L’utilisation de phosphine peut également être envisagée. Les pastilles de PH3 sont pensées pour réagir avec l’humidité du sol, et dégager un gaz qui asphyxiera le campagnol. « C’est assez délicat à mettre en place, et il faut être formé pour pouvoir utiliser le produit », tempère Adrien Pinot.

Miser sur la prévention

Le plus efficace est peut-être de faire en sorte que les campagnols ne s’installent pas. Pour les éviter, il est essentiel de prévenir la formation de galeries dans les parcelles. « La taupe est un très bon précurseur de campagnols. Une fois les taupes parties, ils récupèrent les galeries et peuvent démarrer leur travail en silence ».

Le labour ou le décompactage permet alors de détruire les réseaux de galeries. L’implantation de haies favorise la présence de prédateurs et le pâturage vient également les déranger. « Elles n’aiment pas le piétinement des bovins ».

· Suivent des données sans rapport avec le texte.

Issue #6618, opened 2026-01-06
Domain name xxxxx will expire in NaN days


ausebiblibre:
### 📑 I have found these related issues/pull requests

Didn't any related issue

### 🛡️ Security Policy

- [x] I have read and agree to Uptime Kuma's [Security Policy](https://github.com/louislam/uptime-kuma/security/policy).

### 📝 Description

Since update to 2.1.0-beta1 I receive alerts about domains expiration.
I checked the database and the columns in the domain_expiry table are already filled, but in fact it looks like I received about ALL monitors I configured.

### 👟 Reproduction steps

...

### 👀 Expected behavior

Notifications are set to 7, 14 and 21 days.

### 😓 Actual Behavior

I receive alerts about domains that won't expire before several months.

### 🐻 Uptime-Kuma Version

2.1.0-beta1

### 💻 Operating System and Arch

Ubuntu 24.04 LTS

### 🌐 Browser

any

### 🖥️ Deployment Environment

deployed in LXC container under Ubuntu 24.04 LTS with mariadb. Upgraded from 2.0.0-beta.3

### 📝 Relevant log output

```bash session

```

CommanderStorm:
Could you give me one of these domains?
My email is in my profile.

I don't know why you are getting NaN for domain expiry.
Maybe the RDAP endpoint is for that one is wrong, would be good to debug before we fix the wrong thing

CommanderStorm:
CC @shanto

ausebiblibre:
Just sent you an email with a list ;)

CommanderStorm:
I don't see any, you sure?

ausebiblibre:
> I don't see any, you sure?

sure, sent 2 ;) Will send an other one with my private email

ausebiblibre:
> I don't know why you are getting NaN for domain expiry. Maybe the RDAP endpoint is for that one is wrong, would be good to debug before we fix the wrong thing

Please let me know if I can add some trace in any file.

CommanderStorm:
hard to debug for me. The domains you send don't behave like you reported.

Not sure if I just applied a bandaid fix to prevent those symptoms, but now we have a log which gives more information and don't send out notifications.
Could you try to look into the log once we release our next beta?

ausebiblibre:
Sure I'll do that ! I forgot a detail I just see now : the domain link (and title) both are written like ////domain.com

CommanderStorm:
that is also weird.
[...]

PR #6638, opened 2026-01-07
fix: Proper processing of date fields (Domain Expiry) with cleanup of unnecessary Date comparison functions

shanto:
Unlike SQLite, MariaDB/MySQL returns dates as strings. This fix converts those strings back to Date objects.

Fixes: Domain name xxxxx will expire in NaN days #6618

### DIFF
--- a/server/util-server.js
+++ b/server/util-server.js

De nouveaux moyens de lutte dans les tuyaux

D’autres moyens de lutte sont également dans les tuyaux. « Il y a plusieurs groupes de chercheurs qui travaillent sur la question, parce que le campagnol est une problématique qui couvre de larges territoires, et peut mettre en péril des exploitations ».

Un travail sur les phéromones devrait permettre d’améliorer l’attractivité des pièges et appâts. Un vaccin contraceptif pourrait également venir enrichir les moyens de lutte. « L’idée, c’est de proposer le vaccin sous forme de granulés que l’on mettrait dans le sol. Une manière d’éviter l’utilisation de phosphure de zinc qui reste un poison, et qui par exemple ne pas être employé en agriculture biologique ».

Des travaux sur l’impact de la flore prairiale sur l’installation du campagnol donnent également davantage d’informations sur ses préférences. « On s’interroge sur les modalités de restauration de prairie. Parce que si l’on réimplante une parcelle infestée par des espèces dont raffole le campagnol, il y a fort à parier qu’ils reviennent », explique Adrien Pinot. « On voit par exemple qu’il adore le pissenlit ». Le campagnol a également un faible pour les chicorées et légumineuses, qui peuvent être implantées par l’éleveur dans le cadre d’un ressemis. « Mieux vaut plutôt installer une graminée à faible pérennité pour éviter de relancer un cycle d’infestation ».

D’autres moyens de lutte encore plus originaux sont en réflexion. « Un groupe de travail cherche à mettre au point un robot qui déposerait les appâts grâce à des coordonnées relevées par drone. Cela donne des perspectives ».